The Prime Minister announced today that cabinet had signed off on a new commission to examine hospital and health spending. "There's no point just tinkering with the system. We've got to look at this root and branch,'' Mr Rudd said today. But asked today whether the new National Health and Hospitals Reform Commission would consider changes to the 30 per cent private health insurance rebate, which was opposed by Labor in the past, Mr Rudd said the rebate was safe. "The private health insurance rebate remains unchanged and will remain unchanged,'' Mr Rudd said today.

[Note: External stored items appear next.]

PR #1966, opened 2026-09-08
refactor: name grid column widths and unify token typing in spacing-tokens showcase

### LINKED ISSUE #1924: Clean up style inconsistencies in spacing-tokens showcase component
## Description

Style and hygiene findings in the spacing-tokens design showcase component, surfaced by a quality scan. All are pre-existing on main.

## Key Items

- **Inconsistent `.map()` parameter naming** (`spacing-tokens.tsx:74`): The three token-list `.map()` callbacks use inconsistent parameter names — `token` (line 56), `r` (line 74), `shadow` (line 92). `r` should be `radius` to match the descriptive style of its siblings.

The new Health and Hospitals Reform Commission will be headed by Dr Christine Bennett, a former chief medical officer for private insurer MBF. Dr Bennett is CEO of Research Australia who has also worked as a specialist paediatrician focussing on population health and research in child and women's health. She has also worked as the chief executive at Westmead - Australia's largest teaching hospital.

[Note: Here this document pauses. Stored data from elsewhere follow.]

PR #1972, opened 2026-09-08
test: name duplicated toggle locators in service-row.test.tsx

### LINKED ISSUE #1946: Clean up duplicated toggle locators in service-row.test.tsx
## Description

Automated quality scan of `frontend/src/components/diagnostics/service-row.test.tsx`. Two of three checkers (llm-checker, lazy-checker) reported the file clean — no comment bloat, no deferred debt, no dead code. The nitpicker surfaced locator duplication that survived validity assessment.

This is pre-existing, mechanical, and low-risk: a same-shape cleanup within one test file, no behavior change.

### 1. Toggle-button locators are duplicated inline instead of named once

The accessible-name regexes for the exception toggle are re-typed throughout the file:

- `/show exception/i` — `service-row.test.tsx:23`, `:33`, `:42`
- `/hide exception/i` — `service-row.test.tsx:38`, `:40`

Five inline `getByRole("button", { name: ... })` call sites for what is a single button with two labels.

### 2. Locator reference is named on one line and re-fetched inline on the next

`service-row.test.tsx:33` binds the button to `const toggle`, then `:40` re-queries the same DOM node inline (`await user.click(getByRole("button", { name: /hide exception/i }))`) rather than reusing `toggle`. React reuses the DOM node across the toggle — only `textContent` and `aria-expanded` change — so `toggle` is still a valid reference at that point.

Scoped note: the re-queries at `:38` and `:42` are **not** redundant. `getByRole` throws when no match is found, so re-querying by the flipped name is itself the assertion that the accessible name changed. Those should stay. Only `:40` is a genuine reuse miss.

## Proposed Fix

Extract the two accessible names as file-local constants and reuse the bound `toggle` where the element is only being clicked:

```tsx
const SHOW_EXCEPTION = { name: /show exception/i } as const;
const HIDE_EXCEPTION = { name: /hide exception/i } as const;
```

Then use `getByRole("button", SHOW_EXCEPTION)` / `getByRole("button", HIDE_EXCEPTION)` at the sites that assert the label flip, and `await user.click(toggle)` at `:40`.

## Acceptance Criteria

- [ ] `/show exception/i` and `/hide exception/i` each appear exactly once in the file, as named constants
- [ ] `service-row.test.tsx:40` clicks the already-bound `toggle` rather than re-querying
- [ ] The label-flip assertions at `:38` and `:42` still query by the flipped accessible name (behavior preserved, not collapsed into `toggle`)
- [ ] `cd frontend && npx vitest run src/components/diagnostics/service-row.test.tsx` passes

## Assessed and not filed

Two further nitpicker findings were dropped under the validity protocol, recorded here so a later scan does not re-raise them:

- **"`makeService` defaults should move to a shared factory"** — the shared-factory convention cited (`tests/support/factories.py`, `.claude/rules/test-conventions.md`) is scoped to the Python `tests/` tree; there is no frontend equivalent registry. `makeService` has exactly one consumer (`grep -rn "makeService" frontend/src` returns only this file). Speculative future duplication, not present debt.
- **"The second test covers both open and close in one `it` block"** — the test name states the round-trip explicitly (`toggles the exception text open and closed`), and the close-phase assertions require the open phase as setup. Splitting would duplicate setup without adding coverage.

NodeJSmith:
## Summary

Removes duplicated accessible-name locators in `service-row.test.tsx`. The exception-toggle button was located by re-typed inline regexes at five call sites (`/show exception/i` three times, `/hide exception/i` twice), and one site re-queried a DOM node that was already bound to a local.

Surfaced by an automated quality scan of the file. Pre-existing, mechanical, and scoped to a single test file — no production code touched, no behavior change.

## What changed

- Extracted the two accessible names as file-local constants, `SHOW_EXCEPTION` and `HIDE_EXCEPTION`, so each regex is written exactly once.
- The close click now reuses the already-bound `toggle` element instead of re-querying for it. React reuses the same DOM node across the toggle — only `textContent` and `aria-expanded` change — so the binding stays valid.

Deliberately preserved: the two assertions that re-query by the *flipped* accessible name. `getByRole` throws when nothing matches, so re-querying is itself the assertion that the accessible name changed on toggle. Collapsing those into `toggle` would have quietly dropped that coverage. A comment now records why.

## Testing

- `npx vitest run src/components/diagnostics/service-row.test.tsx` — 2 passed
- Full frontend suite — 110 files, 1603 passed
- `prek -a` — all hooks pass; `prek pyright -a --stage pre-push` — pass

The `test:` commit type keeps this out of the generated changelog, which is correct for a test-only cleanup.

Closes #1946

### DIFF
--- a/frontend/src/components/diagnostics/service-row.test.tsx
+++ b/frontend/src/components/diagnostics/service-row.test.tsx
@@ -5,6 +5,9 @@ import { describe, expect, it } from "vitest";
 import type { MergedService } from "./merge-services";
 import { ServiceRow } from "./service-row";
 
+const SHOW_EXCEPTION = { name: /show exception/i } as const;
+const HIDE_EXCEPTION = { name: /hide exception/i } as const;
+
 function makeService(overrides: Partial<MergedService> = {}): MergedService {
   return {
     resource_name: "bus",
@@ -20,7 +23,7 @@ function makeService(overrides: Partial<MergedService> = {}): MergedService {
 describe("ServiceRow", () => {
   it("does not render the exception toggle when there is no exception", () => {
     const { queryByRole } = render(<ServiceRow service={makeService({ exception: null })} />);
-    expect(queryByRole("button", { name: /show exception/i })).toBeNull();
+    expect(queryByRole("button", SHOW_EXCEPTION)).toBeNull();
   });
 
   it("toggles the exception text open and closed", async () => {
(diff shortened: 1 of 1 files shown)


NodeJSmith:
@coderabbitai review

Health Minister Nicola Roxon said today the appointees where "top quality people". "This is a new chance to design some of the features required to have a sustainable system into the future,'' she said. Mr Rudd said there would be three reporting deadlines. The first deadline would be mid-year to provide some interim advice for the COAG working groups on hospital reform, with an interim report at the end of the year and a final report in 2009. "Critically, the need for a greater focus on prevention,'' Mr Rudd said. "Unless we deal with these, the impact on our community in terms of well-being.and workforce participation will be huge.''
Professor Duckett, an economist, curently heads the Queensland Health Reform Team. He was Secretary of the Australian Health Department from 1994 - 1996 and has held leadership positions in the Victorian Health Department, at La Trobe University and as Chair of the Boards governing The Alfred and the Brotherhood of St Laurence. But the Medicare Gold policy was lampooned during that election campaign by former Treasurer Peter Costello as "underfunded, undercosted, unsustainable and unbelievable" was later dumped by then opposition health spokeswoman Julia Gillard after the 2004 election.